NDAA in the Senate

Jan 06, 2012 09:31

My brother commented on yesterday's post, pointing out that I'm only telling half the story. After the NDAA was passed from the House to the Senate, more provisions were added including the one allowing the President to detain anyone, not just foreigners, without trial. He included this clip of Senator Carl Levin saying that the President requested that the exemption be removed.

I've tried to find either corroboration, clarification, or context for Levin's remark. Unfortunately every article I've found making the "Obama requested removing the exemption" point just links back to the same 10 second out-of-context video clip. On the other hand this page says that John McCain, "initially proposed to permit the indefinite detention of American citizens by the US military" and that Levin tried to water down that provision with ambiguous language. That view is supported by McCain's himself, whose floor statement on NDAA takes credit for the provisions and taunts the White House for being unable to remove or reduce them:

“The Congress - in strong bipartisan majorities, especially in the Committee on Armed Services - is deeply concerned by the Administration’s flawed handling of detainees in the fight against terrorism. It was Congress that took up this vital national security issue, and drafted all the versions of these provisions, and led the negotiations on all of the major compromises.

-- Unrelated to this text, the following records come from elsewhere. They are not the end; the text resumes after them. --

PR #431, opened 2025-05-08
feat(FIR-45961): expose async query info method

ptiurin:
Initially proposed in https://github.com/firebolt-db/firebolt-python-sdk/pull/430

Exposing `get_async_query_info` method that allows users to easily access additional information about their async query: status, error message, query id, etc.

This includes refactoring to future-proof this method as multiple queries might correspond to a single async token.

### DIFF
--- a/src/firebolt/async_db/connection.py
+++ b/src/firebolt/async_db/connection.py
@@ -17,6 +17,7 @@ from firebolt.common.base_connection import (
     ASYNC_QUERY_STATUS_SUCCESSFUL,
     AsyncQueryInfo,
     BaseConnection,
+    _parse_async_query_info_results,
 )
 from firebolt.common.cache import _firebolt_system_engine_cache
 from firebolt.common.constants import DEFAULT_TIMEOUT_SECONDS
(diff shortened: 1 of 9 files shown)


src/firebolt/async_db/connection.py
```diff
@@ -92,34 +93,41 @@ def cursor(self, **kwargs: Any) -> Cursor:
...
-                "Rerun the command and reach out to Firebolt support if "
-                "the issue persists."
+    def _raise_if_multiple_async_results(
+        self, async_query_info: List[AsyncQueryInfo]
+    ) -> None:
+        # We expect only one result in current implementation
+        if len(async_query_info) != 1:
+            raise NotImplementedError(
+                "Async query status request returned more than one result. "
+                "This is not supported yet."
```
goprean, line 128: If this happens then it seems it is a backend issue, right? What should the client do with this error message? Should we mention to contact Firebolt support. This does not seem like a client issue.

goprean (approved):
lgtm.
Can you add a comment on the PR that was issued with just exposing the get_async_query_data so the developer knows what we are fixing his PR but in a different way.

src/firebolt/async_db/connection.py
ptiurin: I don't think support is able to do anything. This is future-proofing the implementation when several queries can be run in the same async "batch" but we haven't updated the driver. On the server side this is working as intended, but on our side it's not implemented - hence the `NotImplementedError`.

PR #433, opened 2025-05-21
docs: NoTicket fix dbapi examples notebook

stepansergeevitch:
Fixed dbapi examples notebook to work on GitHub preview


examples/dbapi.ipynb
```diff
@@ -410,17 +422,24 @@
    "cell_type": "raw",
```
ptiurin, line 422: let's change this to `markdown` while we at it. Otherwise it's different from other headings.

ptiurin (approved):
apart from that lgtm

PR #447, opened 2025-07-16
Update dependabot PR title generation

stepansergeevitch:
Update how dependabot generates PR titles to pass our PR title checks


ptiurin (approved):

goprean (approved):
Nice! I think we should also update all of the other repos with this prefix message. That way is consistent. I think for JDBC it is the default commit message.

“Yes, we listened to the Administration’s concerns, and we took many of them into account, but unfortunately the Administration has fought these provisions every step of the way. They tried to have these provisions stripped from the Senate bill as a condition for bringing it to the floor for debate. When that didn’t work, they tried to have these provisions dropped from the bill through amendments on the floor. And when that didn’t work, they urged the Conferees to drop these provisions in Conference, or at least water them down into nothingness. Again and again and again, the Administration failed. So for them to now try to claim credit for these provisions flies in the face of the historical record. Facts are stubborn things, and when it comes to these detainee provisions, the fact is this: Congress has led and defined the debate, and the Administration has finally conceded to that reality.

Obama agrees. While McCain bragged about getting the NDAA into its final form "The Secretary of Defense, the Director of National Intelligence, the Director of the FBI, the Director of the CIA and the head of the Justice Department's National Security Division have all said that the indefinite detention provisions in the NDAA are harmful and counterproductive to their work." In Obama's signing statement he says that §1021 "breaks no new ground and is unnecessary". §1022 "is ill-conceived and will do nothing to improve the security of the United States". Obama's statement also says that:

under section 1021(e), the bill may not be construed to affect any "existing law or authorities relating to the detention of United States citizens, lawful resident aliens of the United States, or any other persons who are captured or arrested in the United States." My Administration strongly supported the inclusion of these limitations in order to make clear beyond doubt that the legislation does nothing more than confirm authorities that the Federal courts have recognized as lawful under the 2001 AUMF.

I don't think Obama's interpretation is correct, but whether or not you believe Obama's stated intent, look at the Congressional record. After the indefinite detention amendments were added, Sen. Mark Udall (D-CO) introduced an amendment cosponsored by Rand Paul and Al Franken to forbid the indefinite detention of U.S. citizens. In a party line vote 66% of Democrats supported it, but 93% of Republicans opposed it, and the measure failed 37-61.

For the last 3 years, the Republicans' political strategy has been to take a shit on Obama's carpet and then blame him for being a poor housekeeper. In Obama's first week he signed an executive order to close Guantanamo, move detainees to American prisons, and give them fair trials. Republicans in Congress successfully prevented him from doing this with a combination of restrictive legislation and ridiculous political rhetoric. Then they publicly blamed and ridiculed him for not closing Guantanamo.

This is the same thing all over again. House Republicans put this police state nonsense into the NDAA, defeating House Democrats' attempts to keep it out. When McCain and Levin's "unnecessary" and "ill-conceived" amendments were added, Democrats tried to add back the exemption for American citizens and were defeated by 93% of Senate Republicans who didn't want the exemption. And now Republicans are trying to say that Obama requested this stuff as part of the secret government concentration camp conspiracy theory that's been kicking around for more than a decade? Bullshit.

You say Obama didn't want the American citizen exemption. I say, based on the agreement written statements and voting records of both parties, he didn't want any of it. Very few Democrats wanted any of it. If Democrats had gotten their way at any point during this process, less to none of this would have happened.